Previously, we’ve seen basic examples using the synchronous client. For example, interacting with an environment:
from openreward import OpenReward
client = OpenReward()

env = client.environments.get("GeneralReasoning/counter")
tasks = env.list_tasks(split="train")

with env.session(tasks[0]) as session:
    # your agent logic here
    result = session.call_tool("increment", {"amount": 1})
This simple synchronous interface is problematic when we need to interact with openreward features concurrently, such as when running an evaluation over a suite of environments and tasks. To remedy this, an asynchronous version of the OpenReward client is provided, called AsyncOpenReward. Using AsyncOpenReward, the above example would become
import asyncio
from openreward import AsyncOpenReward
client = AsyncOpenReward()

async def main():
    env = client.environments.get("GeneralReasoning/counter")
    tasks = await env.list_tasks(split="train")

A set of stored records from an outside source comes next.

PR #77, opened 2015-07-15
Liquid Flow Redux

### LINKED ISSUE #21: Liquid physics are not perfectly vanilla-like
https://github.com/deathcap/GlowstonePlusPlus/pull/20#issuecomment-92104993

mastercoms:
This is a redo of Glowstone++'s current liquid flow implementation to optimize it and fix #21.

Right now, I feel performance could be a bit better, but the functionality is partially there.

Todo:
- [x] Liquid flowing
- [x] Lava + water mixing
- [x] Lava in nether differences (flows faster and farther)
- [x] Water source block creation
- [x] Water attachment to source block (right now, even if the source block is gone, water still flows)

### DIFF
--- a/src/main/java/net/glowstone/block/blocktype/BlockLiquid.java
+++ b/src/main/java/net/glowstone/block/blocktype/BlockLiquid.java
@@ -199,7 +199,7 @@ public abstract class BlockLiquid extends BlockType {
                 return;
             }
         }
-        block.getWorld().requestPulse(block, isWater(block.getType()) ? TICK_RATE_WATER : TICK_RATE_LAVA);
+        block.getWorld().requestPulse(block, isWater(block.getType()) || block.getBiome() == Biome.HELL ? TICK_RATE_WATER : TICK_RATE_LAVA);
     }
     
     @Override


mastercoms:
For some reason, liquids always flow in all directions. Could someone please tell me why? I'm probably doing something very stupid.

mastercoms:
I figured out the issue. Short circuiting if statement.

src/main/java/net/glowstone/block/blocktype/BlockLiquid.java
```diff
@@ -71,143 +68,86 @@ public void receivePulse(GlowBlock block) {
...
+                        case NORTH:
+                        case WEST:
+                            m *= -1;
+                            break;
+                    }
+                    // check for a depression in the land
+                    if (block.getWorld().getBlockAt(block.getX() + (face == EAST || face == WEST ? m : 0), block.getY() - 1, block.getZ() + (face == NORTH || face == SOUTH ? m : 0)).getType() == Material.AIR) {
+                        if (!flowed && calculateTarget(block.getRelative(face), face, block.getType(), state.getRawData())) {
+                            // mark that we found a match already
+                            flowed = true;
```
mastercoms: This doesn't work. Any ideas?

mastercoms:
I got the correct flowing down, and mixing. All I need to do is draining and I'll push this for review.

mastercoms:
Could someone test this? @gdude2002, maybe? I want another pair of eyes on this PR to ensure it is good.

gdude2002:
Looks pretty good, a few things to note though.

Water seems to take some time to calculate before spreading or placing. Additionally, removing the source block acts plain weird, disappearing most of its water at once and slowly removing the rest.

This can cause some interesting-looking glitches. Take a look at the videos I took below.

* http://vurl.com/mZ8Kr
* http://vurl.com/n57LE

Additionally, and I might be wrong on this, doesn't the water/lava reaction *always* produce cobblestone, aside from the times it produces obsidian? Overall, the lava/water stuff looks really weird to me.

* http://vurl.com/pYBNN

mastercoms:
Yeah, I didn't spend much time on the draining to make it look good. Basically, a liquid block sees if there is a liquid block above it, or a liquid block stronger than it horizontally. If not, it sets itself to air.

gdude2002:
Sure, but it should do so at the same rate as everything else. I'm not entirely sure if liquids use blockphysics in vanilla, but honestly it would appear not.

By the way, water/lava rates seem a bit slow, might just be me though. Or maybe it's the calculations taking too long? Had you planned out your methods of efficiency?

mastercoms:
Yeah, I think it might be the rates.

Also, here are the rules for mixing: http://minecraft.gamepedia.com/Lava#Lava_and_water

gdude2002:
Your rules still seem to be a little incorrect then, since it seems like water is solidifying lava without directly flowing into it? I mean, the flows at the end of that lava video there don't really seem to make sense at all

mastercoms:
These are my rules:
* If water flows into lava, and the lava is a source block, create obsidian
* If water flows down into any other lava block, it creates cobblestone
* If lava flows down into water, it creates stone
* If lava flows horizontally into water, it creates cobblestone

mastercoms:
This needs to be optimized before it is merged.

    async with env.session(tasks[0]) as session:
        # your agent logic here
        result = await session.call_tool("increment", {"amount": 1})

if __name__ == "__main__":
    asyncio.run(main())
Currently, code using AsyncOpenReward is required to be run inside of
if __name__ == "__main__". This restriction may be lifted in the future.

Serving Sandbox Environments

Many environments use sandboxes to remotely execute agent actions inside of a virtual machine. When creating such an environment, it is critical to use the asynchronous client. On the backend, your environments are wrapped in a FastAPI server and can process many requests concurrently. Without the use of AsyncOpenReward, requests that execute long-running sandbox actions in your environment can block all other connections, drastically reducing concurrency of your environment and increasing costs.
Do not use the synchronous sandboxes API inside of an environment
from openreward import OpenReward, SandboxSettings
from openreward.environments import Environment, JSONObject, ToolOutput

class MyEnvironment(Environment):

    def __init__(self, task_spec: JSONObject, secrets: dict[str, str] = {}) -> None:
        self.client = OpenReward()
        self.compute_settings = SandboxSettings(...)
        self.computer = self.or_client.sandbox(self.compute_settings)

    @tool
    def bash(...) -> ToolOutput:
        result = self.computer.check_run(...)
Instead, always use the asynchronous sandboxes API
from openreward import AsyncOpenReward, SandboxSettings
from openreward.environments import Environment, JSONObject, ToolOutput

class MyEnvironment(Environment):

    def __init__(self, task_spec: JSONObject, secrets: dict[str, str] = {}) -> None:
        self.client = AsyncOpenReward()
        self.compute_settings = SandboxSettings(...)
        self.computer = self.or_client.sandbox(self.compute_settings)

    @tool
    async def bash(...) -> ToolOutput:
        # Important: we used the asynchronous API, so this call to check_run
        # does not block other requests
        result = await self.computer.check_run(...)

Running Agents in Parallel

When using OpenReward for things like agentic reinforcement learning or evaluation, it is often desirable to run many agents in parallel. To do this, a common design pattern is to define the agent to accept an asynchronous session object, allowing the use of builtin python asyncio library operations to easily run agents in parallel. For example, the interface to the agent could look something like
from openreward import AsyncSession


async def run_agent(session: AsyncSession):
    while True:
        llm_output = await call_llm(...)
        tool_name, tool_input = parse_tool_call(llm_output)
        tool_output = await session.call_tool(tool_name, tool_input)
        # bookkeeping around messages, tool output, etc goes here
We can then run many agents in parallel using asyncio.gather like
import asyncio
from agent import run_agent
from openreward import AsyncOpenReward

async def main():
    client = AsyncOpenReward()
    env = client.environments.get("my-env")

    async def run(task):
        async with env.session(task) as session:
            return await run_agent(session)

    tasks = await env.list_tasks(split="test")
    coros = [run(task) for task in tasks]
    agent_outputs = await asyncio.gather(*[tasks])

if __name__ == "__main__":
    asyncio.run(main())